DATA SHOWN:
PR #1094, opened 2015-03-20
fmath: safe_fast_pow should special-case x^2.0

lgritz:
fmath: safe_fast_pow should special-case x^2.0 to have as much precision and speed as multiply. We're assuming that ^2.0 issues will be way more noticeable than other integer powers, which we'll continue to sweep under the rug. If you want more exact, use safe_pow. But getting squaring right seems like the right balance.

### DIFF
--- a/src/include/OpenImageIO/fmath.h
+++ b/src/include/OpenImageIO/fmath.h
@@ -883,8 +883,8 @@ inline T safe_logb (T x) {
 #endif
 }
 
-/// Safe pow: clamp the domain so it never returns Inf or NaN has divide by
-/// zero error.
+/// Safe pow: clamp the domain so it never returns Inf or NaN or has divide
+/// by zero error.
 template <typename T>
 inline T safe_pow (T x, T y) {
     if (y == T(0)) return T(1);
@@ -893,11 +893,8 @@ inline T safe_pow (T x, T y) {
     if ((x < T(0)) && (y != floor(y))) return T(0);
     // FIXME: this does not match "fast" variant because clamping limits are different
     T r = std::pow(x, y);
-    // Clamp to avoid Inf values.  We purposely clamp at considerably
-    // less than FLOAT_MAX (but still bigger than anyone is likely to
-    // need) so that subsequent additions or multiplications are less
-    // likely to overflow and end up with an Inf right afterwards.
-    const T big = T(1e30);
+    // Clamp to avoid returning Inf.
+    const T big = std::numeric_limits<T>::max();
     return clamp (r, -big, big);
 }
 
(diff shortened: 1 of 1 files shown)


lgritz:
Updated... I did some more tests that indicated that pow(x,1) also added inaccuracy, so also special case that. I think other powers are much less common and less noticeable if they have a few ULPs of imprecision.

src/include/OpenImageIO/fmath.h
```diff
@@ -897,7 +897,7 @@ inline T safe_pow (T x, T y) {
     // less than FLOAT_MAX (but still bigger than anyone is likely to
     // need) so that subsequent additions or multiplications are less
     // likely to overflow and end up with an Inf right afterwards.
-    const T big = T(1e30);
+    const T big = std::numeric_limits<T>::max();
```
fpsunflower: Any reason to change this constant? The comment above would have to be updated ...

lgritz: It seemed more principled to use the max float value, and also the 1e30 limit imposed here in safe_pow was nowhere near what would result from fast_safe_pow (something e37).

fpsunflower: I'm ok with it, but you just might want to rewrite the comment above?

It specifically says we picked a value less than `FLOAT_MAX` to avoid subsequent overflows.

lgritz: Ah, right. Do you think those "subsequent overflows" are likely to happen? There are only a few particular ops where we try to clamp Inf overflows. We certainly don't do it for ordinary multiplication or addition. I guess returning FLOAT_MAX means we have no wiggle room at all, but I don't honestly know if it matters.

fpsunflower: I agree. `pow` with large arguments is probably not that common. We do our best to safeguard the common pitfalls where its cheap to do so, but there's no particularly good default for this one.

Nuke the comment and it LGTM.

lgritz: OK, I'll fix up the comment.

I think that any large constant we pick can have subsequent overflows (e.g. multiply the result of two pow's that got clamped to 1e30, and you still have Inf). Clamping at 1e30 could have cases that get silently clamped to something several orders of magnitude less than their perfectly valid results. It's a tradeoff I don't have a 100% confident answer for. But I think clamping at FLOAT_MAX, even with no wiggle room, is at least an *objective* value if the main goal is just to prevent safe_pow from returning Inf. Any other value is a totally arbitrary choice.

lgritz:
Updated with fixed comments.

ASSIGNMENT: Without changing anything, repeat every record above.

RESPONSE TO THIS TASK:
PR #1094, opened 2015-03-20
fmath: safe_fast_pow should special-case x^2.0

lgritz:
fmath: safe_fast_pow should special-case x^2.0 to have as much precision and speed as multiply. We're assuming that ^2.0 issues will be way more noticeable than other integer powers, which we'll continue to sweep under the rug. If you want more exact, use safe_pow. But getting squaring right seems like the right balance.

### DIFF
--- a/src/include/OpenImageIO/fmath.h
+++ b/src/include/OpenImageIO/fmath.h
@@ -883,8 +883,8 @@ inline T safe_logb (T x) {
 #endif
 }
 
-/// Safe pow: clamp the domain so it never returns Inf or NaN has divide by
-/// zero error.
+/// Safe pow: clamp the domain so it never returns Inf or NaN or has divide
+/// by zero error.
 template <typename T>
 inline T safe_pow (T x, T y) {
     if (y == T(0)) return T(1);
@@ -893,11 +893,8 @@ inline T safe_pow (T x, T y) {
     if ((x < T(0)) && (y != floor(y))) return T(0);
     // FIXME: this does not match "fast" variant because clamping limits are different
     T r = std::pow(x, y);
-    // Clamp to avoid Inf values.  We purposely clamp at considerably
-    // less than FLOAT_MAX (but still bigger than anyone is likely to
-    // need) so that subsequent additions or multiplications are less
-    // likely to overflow and end up with an Inf right afterwards.
-    const T big = T(1e30);
+    // Clamp to avoid returning Inf.
+    const T big = std::numeric_limits<T>::max();
     return clamp (r, -big, big);
 }
 
(diff shortened: 1 of 1 files shown)


lgritz:
Updated... I did some more tests that indicated that pow(x,1) also added inaccuracy, so also special case that. I think other powers are much less common and less noticeable if they have a few ULPs of imprecision.

src/include/OpenImageIO/fmath.h
```diff
@@ -897,7 +897,7 @@ inline T safe_pow (T x, T y) {
     // less than FLOAT_MAX (but still bigger than anyone is likely to
     // need) so that subsequent additions or multiplications are less
     // likely to overflow and end up with an Inf right afterwards.
-    const T big = T(1e30);
+    const T big = std::numeric_limits<T>::max();
```
fpsunflower: Any reason to change this constant? The comment above would have to be updated ...

lgritz: It seemed more principled to use the max float value, and also the 1e30 limit imposed here in safe_pow was nowhere near what would result from fast_safe_pow (something e37).

fpsunflower: I'm ok with it, but you just might want to rewrite the comment above?

It specifically says we picked a value less than `FLOAT_MAX` to avoid subsequent overflows.

lgritz: Ah, right. Do you think those "subsequent overflows" are likely to happen? There are only a few particular ops where we try to clamp Inf overflows. We certainly don't do it for ordinary multiplication or addition. I guess returning FLOAT_MAX means we have no wiggle room at all, but I don't honestly know if it matters.

fpsunflower: I agree. `pow` with large arguments is probably not that common. We do our best to safeguard the common pitfalls where its cheap to do so, but there's no particularly good default for this one.

Nuke the comment and it LGTM.

lgritz: OK, I'll fix up the comment.

I think that any large constant we pick can have subsequent overflows (e.g. multiply the result of two pow's that got clamped to 1e30, and you still have Inf). Clamping at 1e30 could have cases that get silently clamped to something several orders of magnitude less than their perfectly valid results. It's a tradeoff I don't have a 100% confident answer for. But I think clamping at FLOAT_MAX, even with no wiggle room, is at least an *objective* value if the main goal is just to prevent safe_pow from returning Inf. Any other value is a totally arbitrary choice.

lgritz:
Updated with fixed comments.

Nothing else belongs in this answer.